Knowing the sex of the baby has always been one of the great unknowns of pregnancy . Many methods have been popularly used to find out the sex of the baby. Here we expose the scientific means to find out.

Formerly it was one of the most wonderful mysteries of the gestational process, since there were not enough methods to find out in advance what the sex of the new being would be. As science advanced , prenatal diagnostic techniques also advanced , offering future parents the possibility of knowing the sex of their baby.

Baby’s gender: will it be a boy or a girl?

It is not our intention to give a complete and exhaustive class in embryology (the science that is in charge of the study and development of the embryo, from its inception to the total formation of the being), but rather to offer an exhaustive exposition of those aspects that couples are really interested in and are not aware of. . It should be clear that the determination of sex in the male or female sense is acquired at the time of fertilization , depending solely on the presence of the Y chromosome in the sperm .

Every human contains 46 chromosomes in its cells. Chromosomes contain all the information of an individual in a compressed way but only 2 of the 46 chromosomes will be responsible for determining the sex of the individual. At the time of fertilization, the ovum or primordial female cell, which has a 23 X chromosomal endowment, will unite with the male sperm, which may be 23 X or 23 Y. The union of the two will give us two possibilities: a embryo 46 XX or 46 XY. If the embryo is 46 XX , it will be genetically a female individual, and if it is a 46 XY embryo , it will be a genetically male embryo.

Apart from the genetic potential of the embryo, sex will also be influenced by the hormonal environment , which will take care of the external appearance or phenotype of the fetus. As an example, we have alterations such as the Morris Syndrome with which we will have an individual with the appearance of a woman, but if we look at his chromosomes we will see with surprise that he has 46 XY, that is, genetically he is a male but he is female in appearance.

Techniques to know the sex of the baby

There are two very different ways to find out the sex: thanks to invasive techniques and thanks to non-invasive techniques.

The earliest invasive technique that we currently have is the chorionic biopsy , which consists of taking a small sample of the placenta through the neck or through the belly under ultrasound control. This technique can be performed from the 9th week of pregnancy and is intended for couples who have a high genetic risk of having an altered embryo.

Another invasive technique is amniocentesis, which is performed at 15 weeks of gestation and is the  prenatal diagnostic technique par excellence. With this technique we will have the diagnosis of sex with certainty but it is not done for this. This  invasive technique  is offered to those patients who have a higher risk than the general population of having a fetus with chromosomal alterations (the most frequent are Down syndrome, which is associated with three chromosomes 21; Edwards syndrome, which is associated with associated with three chromosomes 18; Patau Syndrome, associated with three chromosomes 13) and consists of taking a little amniotic fluid from the patient under ultrasound control with a long and fine needle, and after cultivating some cells, the chromosomes will be studied.

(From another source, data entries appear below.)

PR #7058, opened 2026-08-25
🎉🤖 (featured-viz) featured-viz gdoc type and page

sophiamersmann:

Until now a bespoke data viz could only appear as a figure inside an article. This adds a `featured-viz` gdoc type, published at `/featured-viz/<slug>`, that gives one a page of its own.

The page splits its body around the first top-level `{.bespoke-component}` block: everything before it renders as an intro, the block itself renders on a full-bleed blue band at the width its `size` asks for, and everything after renders normally.

The final design isn't settled yet, so we might change this in the future. For the sake of this review though, just take the code at face value.

Notes:
- Validation rejects a page with no top-level bespoke block, and one with no title or excerpt. A page with several bespoke blocks is accepted, and only the first one gets the band.
- The viz on the page doesn't sync its state to the URL yet, and the page isn't embeddable. Both are in the branch on top.

Example: [Admin](http://staging-site-featured-viz/admin/gdocs/10h9cofxK2x961gzOPnIqidPS_mlsb6DAAehdRUWLd4Y/preview) / [Baked](http://staging-site-featured-viz/featured-viz/test-featured-viz-article)


adminSiteClient/gdocsValidation.ts
```diff
@@ -341,12 +341,12 @@ export const getErrors = (gdoc: OwidGdoc): OwidGdocErrorMessage[] => {
     validateTitle(gdoc, errors)
     validateSlug(gdoc, errors)
     validateBody(gdoc, errors)
+    validateRefs(gdoc, errors)
```
sophiamersmann, line 353: Refs used to be validated only for gdoc posts, but now they're also validated for other gdoc types (including featured-viz and profiles, for example). I checked with Claude whether there are any existing errors this would now produce, but that doesn't seem to be the case.

adminSiteClient/gdocsValidation.ts
```diff
@@ -355,6 +355,8 @@ export const getErrors = (gdoc: OwidGdoc): OwidGdocErrorMessage[] => {
         validateDataInsightImage(gdoc, errors)
     } else if (checkIsAuthor(gdoc)) {
         validateSocials(gdoc, errors)
+    } else if (checkIsFeaturedViz(gdoc)) {
```
ikesau, line 367: I think we should require `featured-image` to be set for these as well.

packages/@ourworldindata/components/src/GdocsUtils.ts
```diff
@@ -108,6 +108,12 @@ export function getPrefixedGdocPath(
             },
             () => `${prefix}/data-insights/${gdoc.slug}`
         )
+        .with(
+            {
+                content: { type: OwidGdocType.FeaturedViz },
+            },
+            () => `${prefix}/featured-viz/${gdoc.slug}`
```
ikesau, line 115: Are we confident on this namespace? I checked Slack to see if this had been discussed/decided somewhere or was just your call, but couldn't find anything.

site/gdocs/pages/FeaturedViz.tsx
```diff
@@ -0,0 +1,159 @@
...
+                <hr
+                    className={cx(
+                        "featured-viz-divider",
+                        getLayout("horizontal-rule")
+                    )}
+                />
+            )}
+            <ArticleBlocks blocks={before} />
+            {hero && <FeaturedVizHero block={hero} />}
+            <ArticleBlocks blocks={after} />
```
ikesau, line 63: Image

The last `p` is looking a little close to the footer here

ikesau (approved):
Nice! Worked in all the ways I tested it.

A few questions:
- Is there a plan to incorporate these on the latest page, or will they just be done as announcements?
- Do you think we could add no-JS support for bespoke viz at some point in the future? At its best, dynamic thumbnails a la Cloudflare, or more feasibly: `fallbackImageFilename` as a config value in the archie.

packages/@ourworldindata/components/src/GdocsUtils.ts
sophiamersmann: The 'featured-viz' name for the gdoc (and more generally as the user-facing name) was decided in a shaping call (we couldn't think of anything better tbh, so do say if you have sth else in mind). Publishing this under `/featured-viz/` is my call - I should probably clarify that now

sophiamersmann:
Thanks for the review, @ikesau!

> Is there a plan to incorporate these on the latest page, or will they just be done as announcements?

That's still up in the air.

> Do you think we could add no-JS support for bespoke viz at some point in the future? At its best, dynamic thumbnails a la Cloudflare, or more feasibly: fallbackImageFilename as a config value in the archie.

Good point! Dynamic thumbnails a la Cloudflare are far away, but setting an image filename in Archie is a good idea. I'll look into this and add it in a separate PR!

adminSiteClient/gdocsValidation.ts
sophiamersmann: done!

site/gdocs/pages/FeaturedViz.tsx
sophiamersmann: yes!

At 14 weeks of gestation, thanks to a non-invasive technique such as ultrasound, we can determine the sex of the fetus with certain guarantees. In any case, nowadays, except on rare occasions, such as the study of certain sex-related diseases (hemophilia, etc.), it is not justified to carry out an invasive technique to know the sex of the fetus, since ultrasound, A technique that does not cause any harm to the mother or the fetus, it is capable of informing about sex correctly on most occasions.